Item 2.03. Creation of a Direct Financial Obligation or an Obligation under an Off-Balance Sheet Arrangement of a Registrant.
As previously disclosed, on August 8, 2025, The Sherwin-Williams Company (the "Company") and Sherwin-Williams Luxembourg S.à r.l. ("SW Luxembourg") entered into a 364-day senior unsecured delayed draw Term Loan Credit Agreement (the "DDTL Credit Agreement") with the lenders party thereto and Citibank, N.A., as administrative agent.

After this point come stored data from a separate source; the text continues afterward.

PR #1940, opened 2023-12-07
tweak/fix: Remove `ordered: false` from Task.async_stream calls to avoid process leak

jzimbel-mbta:
**Asana task**: ad hoc

elixir-lang/elixir#11760

We're on elixir 1.13 in our deployment environments, and it seems to still suffer from this bug.

Removing `ordered: false` shouldn't make a difference here--the number of tasks spawned is small and the stream is immediately passed to `Enum.flat_map`, which needs to get the full list of resulting widget instance structs before it can return anything anyway.

- [ ] Tests added?


cmaddox5 (approved):
🤞

PR #1941, opened 2023-12-08
fix: PreFare Polish - Inside shuttle

hannahpurcell:
[Notion](https://www.notion.so/mbta-downtown-crossing/fd75b83b5904405fbc71ffbcdd0cec47?v=d4971a59c7eb45ae9841e522c53ad368&p=c8510e7dd7774113b21dfe280f8b8dbb&pm=s)

- "You Are Here" diamond becomes red octagon if affected
- Gap between map and issue text is reduced to exactly 32px for all layouts where map is below issue text
- “All shuttles buses are accessible” is regular font weight for two-screen takeover, not for single-pane

Edit: Actually, this PR covered many issues for other other notion tasks. Including links and screenshots.

[Fixed emphasis margin and "you are here" icon](https://www.notion.so/mbta-downtown-crossing/fd75b83b5904405fbc71ffbcdd0cec47?v=d4971a59c7eb45ae9841e522c53ad368&p=1a5456f07a5845269d2ed7cb1d40ad0b&pm=s)
Screenshot 2023-12-11 at 1 49 34 PM


assets/src/components/v2/disruption_diagram/disruption_diagram.tsx
```diff
@@ -379,7 +378,7 @@ const MiddleSlotComponent: ComponentType<MiddleSlotComponentProps> = ({
   let icon;
   if (slot.show_symbol) {
     if (isCurrentStop) {
-      if (isAffected && effect in ["station_closure", "suspension"]) {
+      if (isAffected) {
```
jzimbel-mbta, line 381: Oh good thing this was changed, cuz that previous condition didn't work the way we wanted it to—`x in obj` in JS checks if `x` is in the keys of `obj`. So `x in ["station_closure", "suspension"]` is only true if `x` is 0, 1, "length", "map", etc. Fields of the array object, not their values. JS is weird!

To get the behavior we were looking for, it would have been `["station_closure", "suspension"].includes(effect)`.

assets/src/components/v2/disruption_diagram/disruption_diagram.tsx
```diff
@@ -764,8 +758,9 @@ const DisruptionDiagram: ComponentType<DisruptionDiagramData> = (props) => {
           <g
             id="alert-emphasis"
             transform={`translate(0, ${
-              EMPHASIS_HEIGHT / 2 +
-              (EMPHASIS_HEIGHT - MAX_ICON_HEIGHT) * scaleFactor
+              40 // Half the height of the emphasis icon
+              + 24 * scaleFactor // Half the height of the largest icon, "you are here" octagon
+              + 8 * scaleFactor // Emphasis padding
```
jzimbel-mbta, line 763: Any reason for switching to number literals here? It looks like the `EMPHASIS_HEIGHT` and `MAX_ICON_HEIGHT` constants are still defined.

Oh, it looks like the new constant values are slightly different from this now. EMPHASIS_HEIGHT (80) - MAX_ICON_HEIGHT (64) = 16, not 24. So is that why, maybe?

(The added comments do help a lot, either way)

assets/src/components/v2/pre_fare_single_screen_alert.tsx
```diff
@@ -162,14 +162,14 @@ const MultiLineLayout: React.ComponentType<MultiLineLayoutProps> = ({
   );
 };
 
-interface FalloutLayoutProps {
+interface FallbackLayoutProps {
```
jzimbel-mbta, line 165: ☢️😁

jzimbel-mbta (approved):
Truly awed and humbled by the math that's going on here. I can't say I completely follow all of the steps involved in scaling/positioning everything, but I don't see any obvious issues!

🌈 :shipit:

assets/src/components/v2/disruption_diagram/disruption_diagram.tsx
hannahpurcell: Double thumbs-up. Yeah, I think I originally was the one to add it, so I'm glad I got to fix it and realize the mistake. 👍 👍

assets/src/components/v2/disruption_diagram/disruption_diagram.tsx
hannahpurcell: Good point... I started realizing that the things I thought were constant actually varied in different situations 😓  So the max icon height for a diamond _endpoint_ is 64, while the max icon height for a diamond in the _middle slot_ is 48, so I started diverging from the constants..... While the comments are helpful, that is still a bit confusing if someone were to look at this down the road. So I'll try to clean it up a bit

PR #1946, opened 2023-12-19
fix: Pre-fare polish -- Text only resizes for bypassed stations

hannahpurcell:
[Notion](https://www.notion.so/mbta-downtown-crossing/fd75b83b5904405fbc71ffbcdd0cec47?v=d4971a59c7eb45ae9841e522c53ad368&p=13aa9bc00369477387eea57175a34294&pm=s)

During implementation, it was assumed that all alerts would need to have font resized, but it seems that really it's only explicitly designed for station closures. All other fonts are static.

Also, it turns out the max height for the text is also [defined in the design](https://www.figma.com/file/l4AZl8UXyKLAFI8OtultQk/Pre-Fare-%E2%80%94-Alerts-V2?type=design&node-id=558-14241&mode=dev), and we don't need to do all those funky calculations with bannerHeight, etc.

### DIFF
--- a/assets/src/components/v2/pre_fare_single_screen_alert.tsx
+++ b/assets/src/components/v2/pre_fare_single_screen_alert.tsx
@@ -13,17 +13,6 @@ import ISAIcon from "../../../static/images/svgr_bundled/isa.svg";
 import WalkingIcon from "../../../static/images/svgr_bundled/nearby.svg";
 import ShuttleBusIcon from "../../../static/images/svgr_bundled/bus.svg";
 
-const SCREEN_HEIGHT = 1720,
-  // The footer has effect type and updated time
-  FOOTER_HEIGHT = 84,
-  // Color margin at the very edge of the alert
-  BOTTOM_MARGIN = 32
-
-const getBannerPadding = (effect: string) => {
-  if (effect === "shuttle") return 80
-  else return 120
-}
-
 interface PreFareSingleScreenAlertProps {
   issue: string;
   location: string;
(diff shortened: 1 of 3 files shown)


assets/src/components/v2/pre_fare_single_screen_alert.tsx
```diff
@@ -42,43 +37,44 @@ interface StandardLayoutProps {
...
+      <div ref={contentBlockRef}>
+        <StandardIssueSection
+          issue={issue}
+          location={location}
+          contentTextSize={effect === "station_closure" ? contentTextSize : "large"}
+        />
+        <RemedySection
+          effect={effect}
+          remedy={remedy}
+          contentTextSize="large"
```
cmaddox5, line 75: Since we know what size each remedy will use, can we remove this prop and just delegate the hardcoding to the component? Would centralize the different hardcoded values into a single component.

assets/src/components/v2/pre_fare_single_screen_alert.tsx
```diff
@@ -42,43 +37,44 @@ interface StandardLayoutProps {
...
-        effect={effect}
-        remedy={remedy}
-        contentTextSize={contentTextSize}
-      />
+    <div className="alert-card__content-block" >
+      <div ref={contentBlockRef}>
+        <StandardIssueSection
+          issue={issue}
+          location={location}
+          contentTextSize={effect === "station_closure" ? contentTextSize : "large"}
```
cmaddox5, line 70: Similar question as my other about the remedy. Removing this prop would also mean an effect prop would be needed, so not sure if there's much benefit for this one.

cmaddox5 (approved):
Looks good! Have a couple of questions about consolidating some hardcoded values. Not blocking though so I'll approve now.

assets/src/components/v2/pre_fare_single_screen_alert.tsx
hannahpurcell: We do need a way of passing the text size one way or another. StandardLayout uses font size large for the remedy, and DownstreamLayout uses font size medium for this component, so the component alone can't dictate which font size it uses

cmaddox5: Gotcha. Makes sense.

PR #1952, opened 2024-01-02
tweak: Flex Zone takeover layout

cmaddox5:
Also need a layout where the top screen is normal and the body screen has a flex takeover.


hannahpurcell (approved):
We'll consolidate these templates in the future, but for now, gotta get ready for the surge!

PR #1956, opened 2024-01-04
fix: Prefare polish -- Use FreeText to prevent station text wrapping in subheaders

hannahpurcell:
[Notion](https://www.notion.so/mbta-downtown-crossing/fd75b83b5904405fbc71ffbcdd0cec47?v=d4971a59c7eb45ae9841e522c53ad368&p=0f0b87cc98f349e3a4469b7d6849bca9&pm=s)

😐 ok maybe this is janky a little, but maybe it still works??

Screenshot 2024-01-04 at 5 28 50 PM

### DIFF
--- a/lib/screens/v2/widget_instance/reconstructed_alert.ex
+++ b/lib/screens/v2/widget_instance/reconstructed_alert.ex
@@ -12,7 +12,7 @@ defmodule Screens.V2.WidgetInstance.ReconstructedAlert do
   alias Screens.V2.WidgetInstance.ReconstructedAlert
   alias Screens.V2.WidgetInstance.Serializer.RoutePill
   alias ScreensConfig.Screen
-  alias ScreensConfig.V2.FreeTextLine
+  alias ScreensConfig.V2.{FreeText, FreeTextLine}
 
   require Logger
 
--- a/lib/screens/v2/widget_instance/reconstructed_alert.ex
+++ b/lib/screens/v2/widget_instance/reconstructed_alert.ex
@@ -12,6 +12,7 @@ defmodule Screens.V2.WidgetInstance.ReconstructedAlert do
   alias Screens.V2.WidgetInstance.ReconstructedAlert
   alias Screens.V2.WidgetInstance.Serializer.RoutePill
   alias ScreensConfig.Screen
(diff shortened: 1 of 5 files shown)


lib/screens/v2/widget_instance/reconstructed_alert.ex
```diff
@@ -258,6 +259,29 @@ defmodule Screens.V2.WidgetInstance.ReconstructedAlert do
...
+  defp format_station_name_list([s1, s2]),
+    do: [
+      %{format: :nowrap, text: "#{s1}"},
+      " & ",
+      %{format: :nowrap, text: "#{s2}"}
+    ]
+
+  defp format_station_name_list(list) do
+    list
+    |> List.update_at(length(list) - 1, &" & #{&1}")
```
jzimbel-mbta, line 278: `List.update_at` (and most other elixir fns that take an index and act on a collection) lets you use negatives to index from the end, for convenience:
```ex
iex> List.update_at([1, 2, 3], -1, &(&1 + 10))
[1, 2, 13]
```

So this can be
```suggestion
    |> List.update_at(-1, &" & #{&1}")
```

Also, I love the `&" & #{&1}"` expression, it looks so goofy 😄

lib/screens/v2/widget_instance/reconstructed_alert.ex
```diff
@@ -258,6 +259,29 @@ defmodule Screens.V2.WidgetInstance.ReconstructedAlert do
...
+    |> Enum.join(", #")
+    |> String.split("#")
+    |> Enum.map(fn string -> %{format: :nowrap, text: "#{string}"} end)
```
jzimbel-mbta, line 281: Should be able to use `string` directly, since it's already a string:
```suggestion
    |> Enum.map(fn string -> %{format: :nowrap, text: string} end)
```

jzimbel-mbta (approved):
Two small things, otherwise LGTM! The comments help since this is a weird bit of extra logic to satisfy a design requirement.

lib/screens/v2/widget_instance/reconstructed_alert.ex
hannahpurcell: PFFT ha good catch 😅

PR #1957, opened 2024-01-05
fix: Prefare alerts polish -- Fix GL headsign in various cases

hannahpurcell:
[Notion](https://www.notion.so/mbta-downtown-crossing/fd75b83b5904405fbc71ffbcdd0cec47?v=d4971a59c7eb45ae9841e522c53ad368&p=61cf9d560fe74ee28607cd05c25e8c55&pm=s)

### DIFF
--- a/lib/screens/v2/widget_instance/reconstructed_alert.ex
+++ b/lib/screens/v2/widget_instance/reconstructed_alert.ex
@@ -102,7 +102,8 @@ defmodule Screens.V2.WidgetInstance.ReconstructedAlert do
     "Green-B" => ["Boston College", "Government Center"],
     "Green-C" => ["Cleveland Circle", "Government Center"],
     "Green-D" => ["Riverside", "Union Square"],
-    "Green-E" => ["Heath Street", "Medford/Tufts"]
+    "Green-E" => ["Heath Street", "Medford/Tufts"],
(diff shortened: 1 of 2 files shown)


lib/screens/v2/widget_instance/reconstructed_alert.ex
```diff
@@ -167,6 +179,22 @@ defmodule Screens.V2.WidgetInstance.ReconstructedAlert do
     end
   end
 
+  # Given an entity and the directionality of the alert from the home stop,
+  # return a tuple with the affected direction_id and route id
+  defp get_direction_and_route_from_entity(%{direction_id: nil, route: route}, location)
+       when location == :downstream,
```
cmaddox5, line 185: This and the pattern under it might be a little more readable without the guard:

```suggestion
  defp get_direction_and_route_from_entity(%{direction_id: nil, route: route}, :downstream),
```

cmaddox5 (approved):
Looks good. Just one refactoring suggestion.

lib/screens/v2/widget_instance/reconstructed_alert.ex
hannahpurcell: oh duh, thanks!

PR #1958, opened 2024-01-05
fix: Prefare polish -- Alerts that break assumptions use the fallback case

hannahpurcell:
Notion [task 1](https://www.notion.so/mbta-downtown-crossing/fd75b83b5904405fbc71ffbcdd0cec47?v=d4971a59c7eb45ae9841e522c53ad368&p=05a81fd8095841cebfb4f3cb563f9f87&pm=s) and [task 2](https://www.notion.so/mbta-downtown-crossing/fd75b83b5904405fbc71ffbcdd0cec47?v=d4971a59c7eb45ae9841e522c53ad368&p=f2c21b4d7bca4254b774f5a686cc3d77&pm=s)

I'm not certain I've caught all the cases where assumptions break... but I've accounted for the ones Betsy caught during QA

### DIFF
--- a/assets/src/components/v2/pre_fare_single_screen_alert.tsx
+++ b/assets/src/components/v2/pre_fare_single_screen_alert.tsx
@@ -369,6 +369,16 @@ const PreFareSingleScreenAlert: React.ComponentType<
         />
       );
       break;
+    case !disruption_diagram:
+      layout = (
+        <FallbackLayout
+          issue={issue}
+          remedy={remedy}
+          remedyBold={remedy_bold}
+          effect={effect}
+        />
+      );
+      break;
     case effect === "station_closure" && region === "here":
       layout = (
         <MultiLineLayout
@@ -388,7 +398,6 @@ const PreFareSingleScreenAlert: React.ComponentType<
           disruptionDiagram={disruption_diagram}
         />
       );
-
       break;
     case (region === "boundary" || region === "here") &&
       (effect === "shuttle" || effect === "suspension"):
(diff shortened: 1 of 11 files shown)


assets/src/components/v2/pre_fare_single_screen_alert.tsx
```diff
@@ -177,28 +180,33 @@ const FallbackLayout: React.ComponentType<FallbackLayoutProps> = ({
...
+      <NoServiceIcon className="alert-card__fallback__icon" />
     );
 
   return (
-    <div className="alert-card__pio-text">
+    <div className="alert-card__fallback">
       {icon}
-      {issue && <div className="alert-card__pio-text__main-text">{issue}</div>}
+      {issue && <div className="alert-card__fallback__issue-text">{issue}</div>}
       {remedy && (
```
cmaddox5, line 194: I know you didn't touch this so not blocking, but is this necessary considering `remedy` is not optional? Wondering if it can be simplified a bit since this condition should always be true.

cmaddox5: Nevermind. After looking at the `WidgetInstance`, I remembered that it can be `null` and that's what the conditional is for. My bad.

assets/src/components/v2/pre_fare_single_screen_alert.tsx
```diff
@@ -360,6 +369,16 @@ const PreFareSingleScreenAlert: React.ComponentType<
         />
       );
       break;
+    case !disruption_diagram:
```
cmaddox5, line 372: Might be unnecessarily nitpicky, but can this be `disruption_diagram === undefined` instead so all the cases consistently check for equality? This gets the point across though so totally up to you.

cmaddox5 (approved):
Looks good! Just one non-blocking suggestion.

cmaddox5 (approved):
Tests look good so approval still stands. 🎸

PR #1961, opened 2024-01-10
fix: Prefare polish -- New abbreviation rule

hannahpurcell:
[Notion](https://www.notion.so/mbta-downtown-crossing/fd75b83b5904405fbc71ffbcdd0cec47?v=d4971a59c7eb45ae9841e522c53ad368&p=2c3e2b67a4b04748a7371d066b003817&pm=s)

Only abbreviate station names if they are a part of a short list of stations. 

Along the way, this fixed also revealed a situation where I noticed the diagram was getting mis-sized, and a long station name was getting cut off. Turns out that the font can take so long to render Inter that the useEffect hook thinks the diagram is smaller than it is and scales it up too much. Added a lil setTimeout on the whole hook to delay it a tiny bit longer so the font can render.

### DIFF
--- a/assets/src/components/v2/disruption_diagram/disruption_diagram.tsx
+++ b/assets/src/components/v2/disruption_diagram/disruption_diagram.tsx
@@ -604,6 +604,8 @@ const DisruptionDiagram: ComponentType<DisruptionDiagramData> = (props) => {
 
   const [doAbbreviate, setDoAbbreviate] = useState(false);
   const [scaleFactor, setScaleFactor] = useState(1);
+  const [isDone, setIsDone] = useState(false);
+
   const numStops = slots.length;
   const spaceBetween = Math.min(
     60,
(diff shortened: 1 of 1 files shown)


assets/src/components/v2/disruption_diagram/disruption_diagram.tsx
```diff
@@ -645,45 +658,44 @@ const DisruptionDiagram: ComponentType<DisruptionDiagramData> = (props) => {
...
-        const factor = Math.min(
-          xScaleFactor,
-          yScaleFactor
-        );
-        setScaleFactor(factor);
-        setTimeout(() => {
-          setIsDone(true);
-        }, 200);
+    setTimeout(() => {
+      // Get updated dimensions each time this hook runs
```
cmaddox5, line 668: The nested callbacks are getting a little hard to follow. Can you make the original callback its own function and call that function in the `setTimeout`?

hannahpurcell: Good call. Did this help?

cmaddox5 (approved):
🎸

PR #1962, opened 2024-01-10
fix: Prefare polish -- Reorder audio with alerts before subway status

hannahpurcell:
[Notion](https://www.notion.so/mbta-downtown-crossing/fd75b83b5904405fbc71ffbcdd0cec47?v=d4971a59c7eb45ae9841e522c53ad368&p=cab9f47a242e4d7e9d878c8f9cf76dab&pm=s)


cmaddox5 (approved):
Makes sense! If this feature ends up being deployed during the Surge, we'll want to double check ordering of the static content at Gov't Ctr. That's just in configuration though so not a biggie. 

I see tests are failing but I imagine those are also just integer changes. I'll go ahead and approve so it's ready to merge after fixing.

PR #1965, opened 2024-01-16
feat: Pending screen endpoint(s)

jzimbel-mbta:
**Asana task**: [Add pending endpoint to Screens](https://app.asana.com/0/1185117109217413/1205700210661296/f)

This ballooned a bit because it was really 4 endpoints:

| | |
| - | - |
| Pending screen page | /v2/screen/pending/:id |
| Pending screen _simulation_ page | /v2/screen/pending/:id/simulation |
| Pending screen data | /v2/api/screen/pending/:id |
| Pending screen _simulation_ data | /v2/api/screen/pending/:id/simulation |

This adds a new file needed by local dev: `priv/local_pending.json`. Its absence doesn't prevent the server from starting up like `local.json` does, but you'll get errors if you try to do anything related to pending screens without it.
The minimal contents are:
```json
{"screens":{}}
```

# ❓ Logging? ❓
I didn't add any new log messages specifically for pending screen requests, should I do that?

- [ ] Tests added?


assets/src/apps/v2/bus_eink.tsx
```diff
@@ -96,6 +96,13 @@ const App = (): JSX.Element => {
   return (
     <Router>
       <Switch>
+        <Route exact path={["/v2/screen/:id", "/v2/screen/pending/:id"]}>
```
jzimbel-mbta, line 99: (I moved the main route to the top for visibility. Looks like it was at the bottom only because it was matching paths like `/v2/screen/:id/simulation`; adding `exact` fixes that.)

lib/screens/pending_config.ex
```diff
@@ -0,0 +1,18 @@
...
+        }
+
+  @enforce_keys [:screens]
+  defstruct @enforce_keys
+
+  use ScreensConfig.Struct, children: [screens: {:map, Screen}]
+
+  defp value_from_json(_, value), do: value
+  defp value_to_json(_, value), do: value
+end
```
jzimbel-mbta, line 18: Just realized this should probably go over in screens-config-lib since the other [top level `Screens.Config`](https://github.com/mbta/screens-config-lib/blob/main/lib/config/config.ex) module has now been moved there as well.

Let me know if that sounds good and I'll do it.

hannahpurcell: Ha! Took the words out of my mouth. (That was something I have queued up in my review.) Yeah, sounds good to me. Edit: oh shoot, GH won't let me send comments while I have a review pending. That's annoying!

hannahpurcell (commented):
Why were the `/v2/screen/pending/:id` endpoints needed?

jzimbel-mbta:
> Why were the `/v2/screen/pending/:id` endpoints needed?

This was how I decided to make it possible for the client to tell the server to look up the screen's config in a different place from usual. E.g. pending-screens-prod.json instead of screens-prod.json.

This is how it works:
1. Someone's browser requests the page at `/v2/screen/pending/<pending id>`. (or .../simulation)
2. Server responds with html identical to that of the normal screen app page, except:
   - `data-refresh-rate` on the `#app` div is set to 0 since we don't want the pending screen previews to continually update
   - `data-is-pending="true"` is added to the `#app` div
3. Browser loads up the page & starts the react app.
4. React app looks for the `is-pending` data attribute, sees it's set to true, and as a result, requests screen data from `/v2/api/screen/pending/<pending id>` instead of the usual API path.
5. Because of the different route, the server looks in the pending config instead of the main config to answer this data request.

Since the only difference in behavior is that refreshes are turned off and data is requested from a different path, maybe this could work better as just a query param on the page url? Something like `/v2/screen/<pending id>?is_pending=true`.

What do you think?

hannahpurcell:
Great breakdown! But I realized my question was incredibly vague. I mean that we shouldn't need to be looking up pending screens in the browser, only via simulation, so I was thinking that the non-simulation endpoints are probably not needed.

jzimbel-mbta:
Ah I see! The non-simulation page endpoint is there because:
1. Ana wanted the ability to see the pending screen previews full-size via a button, in some discussion Mary and I had with her while adjusting the final designs for the "review pending" part of the new screen workflow.
2. I figured it would be worth adding for debug purposes. But I guess it doesn't really provide anything the simulation view doesn't already...

image

hannahpurcell:
Ahhh yes, the preview! Ok, fantastic. Thanks for covering that

jzimbel-mbta:
Pending config shape added to the config lib: https://github.com/mbta/screens-config-lib/pull/13

lib/screens_web/controllers/v2/screen_controller.ex
```diff
@@ -83,41 +83,81 @@ defmodule ScreensWeb.V2.ScreenController do
...
     render_not_found(conn)
   end
 
+  def index_pending(conn, %{"id" => screen_id} = params) do
+    # Should we log info for these requests?
+    # Current precedent is to not, for simulation requests.
+    # But it could be helpful, and we don't have to come up with a way to
+    # distinguish between requests from "real screens" vs not.
+    # (Because real screens should never hit this endpoint.)
+    # _ = Screens.LogScreenData.log_pending_screen_page_load(screen_id)
```
jzimbel-mbta, line 108: Oop I left this code comment that's more like a PR comment/question, want me to remove it?

hannahpurcell: Ohhhhhh I forgot to comment on this, also in the PR description. I think you're wise to point out the logging potential, and might be worth adding here and now

hannahpurcell: Actually, I've let the Screenplay PRs back up a ton because I was so slow to review. Let's remember this as a #todo and count it as a follow-on item?

hannahpurcell (approved):
Fantastic! 🎉

Issue #1046, opened 2023-10-02
Cannot find config-file


Christian-Oleson:
In my local setup, I have cypress setup:
reponame/cypress/config/myConfig.json

I've tried the `config-file` option, including specifying the directories, subdirectories, etc.
e.g.,
```yaml
config-file: myConfig.json
```
and nothing seems to resolve the file. I keep getting this error:
```shell
DevTools listening on ws://127.0.0.1:42869/devtools/browser/765dff37-7f7b-490f-9a4e-b18bdb5c1079
Could not find a Cypress configuration file.

We looked but did not find a myConfig.json file in this folder: /home/runner/work/reponame/reponame
```
What is the recommended setup for config files in this runner? Where is the runner starting from in terms of its local directory? e.g. repo root?

MikeMcC399:
@Christian-Oleson 

The most likely reason for your problem would be if you are using the `command` parameter. See the [README > Custom install command](https://github.com/cypress-io/github-action#custom-test-command) where it says:

"Caution: using the action parameter command causes multiple other parameters to be ignored including: auto-cancel-after-failures, browser, ci-build-id, command-prefix, component, config, config-file, env, group, headed, parallel, project, publish-summary, quiet, record, spec and tag."

If that is not the case, then please post your workflow.

Note that 
> DevTools listening on ws://127.0.0.1:42869/devtools/browser/765dff37-7f7b-490f-9a4e-b18bdb5c1079

is not an error. It is an informational message which is unrelated to your problem.
- See https://github.com/cypress-io/cypress/issues/26753

Christian-Oleson:
Thanks for the comment @MikeMcC399 . I am not using the command parameter. Here is my workflow:
```yaml
name: Cypress Tests
on:
  push:
    branches:
      - 'main'
      - 'feature**'
  workflow_dispatch:
    inputs:
      branch:
        config: 'The config to use'
        required: true
        default: "staging"

jobs:
  test:
    name: Cypress run
    runs-on: ubuntu-latest
    strategy:
      fail-fast: false
    steps:
      - name: Checkout
        uses: actions/checkout@v4

      - name: Cypress run
        uses: cypress-io/github-action@v6
        with:
          config: --env configFile=${{ github.event.inputs.environment }}
          spec: |
            **/*Catalog.cy.js
            **/*Catalog.cy.ts
        env:
          GITHUB_TOKEN: ${{ secrets.GITHUB_TOKEN }}
```

[...]

PR #1047, opened 2023-10-03
test: demonstrate config-file parameter

MikeMcC399:
- This PR follows on from issue https://github.com/cypress-io/github-action/issues/1046.

The PR provides two improvements:

1. The [README > Config file](https://github.com/cypress-io/github-action#config-file) section is updated to use an example config filename from current Cypress configurations (Cypress `10.x` and later) where the filename by default is either `cypress.config.js` for JavaScript apps or `cypress.config.ts` for TypeScript apps, instead of `cypress.json` for legacy configurations (Cypress `9.x` and earlier).

2. A job is added to the [example-config.yml](https://github.com/cypress-io/github-action/blob/master/.github/workflows/example-config.yml) workflow which demonstrates the use of the `config-file` parameter. This parameter was not previously being tested.

## Verification

Run the [example-config.yml](https://github.com/cypress-io/github-action/blob/master/.github/workflows/example-config.yml) and examine the new job `config-file` for successful execution and console output which says:

> Using cypress.config-alternate.js config-file

## References

- [References > Configuration > Configuration File](https://docs.cypress.io/guides/references/configuration#Configuration-File)

### DIFF
--- a/.github/workflows/example-config.yml
+++ b/.github/workflows/example-config.yml
@@ -24,6 +24,22 @@ jobs:
           wait-on: 'http://localhost:3333'
           config: baseUrl=http://localhost:3333
 
+  config-file:
+    # example where we use a custom config-file
+    runs-on: ubuntu-22.04
+    steps:
+      - name: Checkout
+        uses: actions/checkout@v4
+
+      - name: Cypress tests
+        uses: ./
+        with:
+          working-directory: examples/config
+          build: npm run build
+          start: npm start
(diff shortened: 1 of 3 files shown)


MikeMcC399:
- Modified README section for review 
https://github.com/MikeMcC399/github-action/blob/config-file-example/README.md#config-file

- Successful new job is https://github.com/cypress-io/github-action/actions/runs/6395663514/job/17359831268?pr=1047

jennifer-shehane (approved):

The DDTL Credit Agreement provided for (i) a $750 million US dollar-denominated senior unsecured delayed draw term loan tranche (the "USD DDTL Tranche") with the Company, as borrower, and (ii) a €250 million Euro-denominated senior unsecured delayed draw term loan tranche (the "EUR DDTL Tranche") with SW Luxembourg, as borrower.
On September 25, 2025, the Company borrowed $750 million under the USD DDTL Tranche and SW Luxembourg borrowed €250 million under the EUR DDTL Tranche to fund a portion of the Transaction (as defined below).
Item 8.01. Other Events.
On October 1, 2025, Sherwin-Williams do Brasil Indústria e Comércio Ltda. (the "Purchaser"), a wholly owned subsidiary of the Company, consummated the previously announced transaction with BASF SE, acquiring Suvinil Coatings S.A. (formerly known as BASF Coatings S.A., the "Target Company"), BASF's Brazilian architectural paints business, including the Suvinil and Glasu! brands, pursuant to an agreement, dated February 15, 2025 (the "Purchase Agreement"), among BASF S.A., a wholly owned subsidiary of BASF SE, the Purchaser, and the Target Company. Pursuant to the Purchase Agreement, on the terms and subject to the conditions set forth therein, the Purchaser acquired all of the issued and outstanding equity interests in the Target Company (the "Transaction") for a purchase price of $1.15 billion, subject to customary working capital and post-closing adjustments.